Activity: What is the number of lines in the listing below that contain the string "with"? Give that number only.

+ + + + + + +

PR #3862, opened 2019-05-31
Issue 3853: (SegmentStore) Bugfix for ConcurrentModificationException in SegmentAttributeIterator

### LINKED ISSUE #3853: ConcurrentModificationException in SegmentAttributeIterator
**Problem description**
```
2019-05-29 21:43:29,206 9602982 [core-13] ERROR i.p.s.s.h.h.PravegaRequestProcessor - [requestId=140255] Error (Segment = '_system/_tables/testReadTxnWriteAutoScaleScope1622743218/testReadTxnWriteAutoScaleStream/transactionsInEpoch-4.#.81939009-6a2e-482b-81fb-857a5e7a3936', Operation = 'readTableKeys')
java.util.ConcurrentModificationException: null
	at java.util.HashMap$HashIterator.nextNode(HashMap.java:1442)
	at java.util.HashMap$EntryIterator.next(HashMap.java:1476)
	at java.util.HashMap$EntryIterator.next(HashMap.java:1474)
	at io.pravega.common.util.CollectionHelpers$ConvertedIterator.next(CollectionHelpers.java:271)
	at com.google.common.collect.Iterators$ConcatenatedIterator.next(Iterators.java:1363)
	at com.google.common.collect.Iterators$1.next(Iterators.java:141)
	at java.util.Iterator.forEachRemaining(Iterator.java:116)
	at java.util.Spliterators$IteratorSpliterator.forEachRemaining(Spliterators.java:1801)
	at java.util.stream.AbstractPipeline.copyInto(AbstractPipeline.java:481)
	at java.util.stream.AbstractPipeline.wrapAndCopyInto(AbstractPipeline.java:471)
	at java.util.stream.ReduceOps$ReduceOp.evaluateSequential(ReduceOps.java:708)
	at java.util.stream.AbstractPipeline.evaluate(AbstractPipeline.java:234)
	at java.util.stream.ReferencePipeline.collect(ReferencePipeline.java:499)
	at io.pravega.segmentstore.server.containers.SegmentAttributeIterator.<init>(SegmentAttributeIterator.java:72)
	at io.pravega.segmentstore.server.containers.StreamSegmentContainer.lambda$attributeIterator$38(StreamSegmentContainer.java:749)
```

+ + + + + + +

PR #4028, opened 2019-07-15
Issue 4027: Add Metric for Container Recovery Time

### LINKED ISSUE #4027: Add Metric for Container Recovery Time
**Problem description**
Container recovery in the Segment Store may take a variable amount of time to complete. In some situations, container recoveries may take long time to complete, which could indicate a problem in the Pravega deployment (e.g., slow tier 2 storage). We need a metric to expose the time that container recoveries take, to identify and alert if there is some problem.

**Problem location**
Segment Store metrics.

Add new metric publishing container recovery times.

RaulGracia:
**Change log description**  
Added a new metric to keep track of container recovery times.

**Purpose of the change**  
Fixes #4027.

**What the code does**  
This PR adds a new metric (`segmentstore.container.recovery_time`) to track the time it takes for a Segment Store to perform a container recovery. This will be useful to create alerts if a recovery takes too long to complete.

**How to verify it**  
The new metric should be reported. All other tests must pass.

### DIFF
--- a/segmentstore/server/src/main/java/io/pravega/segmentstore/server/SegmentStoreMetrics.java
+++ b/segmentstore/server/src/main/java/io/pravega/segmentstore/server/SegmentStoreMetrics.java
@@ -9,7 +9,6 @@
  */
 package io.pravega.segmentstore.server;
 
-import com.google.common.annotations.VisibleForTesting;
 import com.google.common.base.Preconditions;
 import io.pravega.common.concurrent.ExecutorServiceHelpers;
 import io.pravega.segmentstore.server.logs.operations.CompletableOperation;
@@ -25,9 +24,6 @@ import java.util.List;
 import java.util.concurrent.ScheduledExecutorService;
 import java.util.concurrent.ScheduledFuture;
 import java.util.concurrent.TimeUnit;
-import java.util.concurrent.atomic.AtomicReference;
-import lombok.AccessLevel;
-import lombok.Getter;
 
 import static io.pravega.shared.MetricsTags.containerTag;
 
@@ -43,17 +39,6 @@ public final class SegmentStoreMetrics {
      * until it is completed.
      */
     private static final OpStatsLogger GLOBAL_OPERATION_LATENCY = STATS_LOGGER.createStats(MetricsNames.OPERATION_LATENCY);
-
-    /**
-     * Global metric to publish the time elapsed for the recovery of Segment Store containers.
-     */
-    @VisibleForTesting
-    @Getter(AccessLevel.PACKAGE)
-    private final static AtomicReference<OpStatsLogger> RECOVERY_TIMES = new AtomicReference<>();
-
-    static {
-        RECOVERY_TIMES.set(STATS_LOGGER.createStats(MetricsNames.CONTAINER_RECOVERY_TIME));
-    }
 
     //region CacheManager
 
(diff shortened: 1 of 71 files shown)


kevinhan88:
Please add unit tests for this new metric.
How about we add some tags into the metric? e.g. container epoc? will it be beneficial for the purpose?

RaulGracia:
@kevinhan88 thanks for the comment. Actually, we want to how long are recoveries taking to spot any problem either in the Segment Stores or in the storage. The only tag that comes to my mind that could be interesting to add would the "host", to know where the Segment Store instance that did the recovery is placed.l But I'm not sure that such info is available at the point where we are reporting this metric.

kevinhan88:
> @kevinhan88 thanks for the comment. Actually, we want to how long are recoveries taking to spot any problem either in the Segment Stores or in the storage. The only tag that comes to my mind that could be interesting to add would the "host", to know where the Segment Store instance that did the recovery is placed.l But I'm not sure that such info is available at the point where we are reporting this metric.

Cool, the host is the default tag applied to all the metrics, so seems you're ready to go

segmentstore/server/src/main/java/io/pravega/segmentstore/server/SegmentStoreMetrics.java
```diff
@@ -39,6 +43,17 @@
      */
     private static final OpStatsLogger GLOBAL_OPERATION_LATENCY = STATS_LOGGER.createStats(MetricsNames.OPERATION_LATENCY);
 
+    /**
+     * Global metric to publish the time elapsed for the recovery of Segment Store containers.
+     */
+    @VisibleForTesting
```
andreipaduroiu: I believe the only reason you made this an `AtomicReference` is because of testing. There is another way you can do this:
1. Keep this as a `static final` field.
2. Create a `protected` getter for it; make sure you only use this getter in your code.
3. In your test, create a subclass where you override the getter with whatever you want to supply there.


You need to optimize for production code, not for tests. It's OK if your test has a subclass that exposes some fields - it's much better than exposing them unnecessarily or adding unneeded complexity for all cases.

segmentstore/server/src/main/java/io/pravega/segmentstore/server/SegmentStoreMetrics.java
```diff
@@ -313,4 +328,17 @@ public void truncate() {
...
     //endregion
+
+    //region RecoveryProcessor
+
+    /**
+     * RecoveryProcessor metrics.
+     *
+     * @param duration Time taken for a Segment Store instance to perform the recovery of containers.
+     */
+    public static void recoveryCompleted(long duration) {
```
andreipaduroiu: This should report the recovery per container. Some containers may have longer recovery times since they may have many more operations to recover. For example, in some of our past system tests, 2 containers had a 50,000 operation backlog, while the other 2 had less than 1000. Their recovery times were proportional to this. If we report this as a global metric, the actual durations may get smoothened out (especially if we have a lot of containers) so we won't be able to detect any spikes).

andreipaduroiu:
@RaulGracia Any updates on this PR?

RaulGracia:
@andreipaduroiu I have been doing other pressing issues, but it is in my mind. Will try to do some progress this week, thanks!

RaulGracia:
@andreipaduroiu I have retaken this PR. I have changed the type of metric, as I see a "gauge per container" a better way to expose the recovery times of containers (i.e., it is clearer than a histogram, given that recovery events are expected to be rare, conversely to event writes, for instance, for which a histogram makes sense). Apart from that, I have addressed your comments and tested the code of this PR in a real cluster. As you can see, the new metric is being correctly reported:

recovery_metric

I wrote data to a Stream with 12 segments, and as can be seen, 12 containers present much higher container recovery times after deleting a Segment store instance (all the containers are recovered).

+ + + + + + +

Response: 2